What is needed: Copy each line of the listing below where the word "tools" turns up.

*** Opening of Supplied entries ***

PR #1986, opened 2019-10-08
Verified publishers docs

mit-mit:
Initial publisher docs for pub.dev Verified Publishers.

TODO:
  - [x] Complete steps for creating
  - [x] Link to a sample publisher
  - [x] Add docs for consumers of packages

Staged:
https://kw-www-dartlang-1.firebaseapp.com/tools/pub/publishing
https://kw-www-dartlang-1.firebaseapp.com/tools/pub/verified-publishers

PR #1990, opened 2019-10-09
Update landing page native visualization

mit-mit:
This should not be merged until D26 launches


kwalrath:
Staged: https://kw-www-dartlang-1.firebaseapp.com/tools/pub/publishing

kwalrath:
I did a pretty thorough hatchet job. :) Along the way, I had some questions/thoughts about terminology:

* Can we avoid saying "[verified] publisher **account**"? It sounds like Google Account, but it's just a pub.dev thing, right? Does "account" show up in the pub.dev UI anywhere?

*** Close of Supplied entries ***

Answer to the problem:
https://kw-www-dartlang-1.firebaseapp.com/tools/pub/publishing
https://kw-www-dartlang-1.firebaseapp.com/tools/pub/verified-publishers
Staged: https://kw-www-dartlang-1.firebaseapp.com/tools/pub/publishing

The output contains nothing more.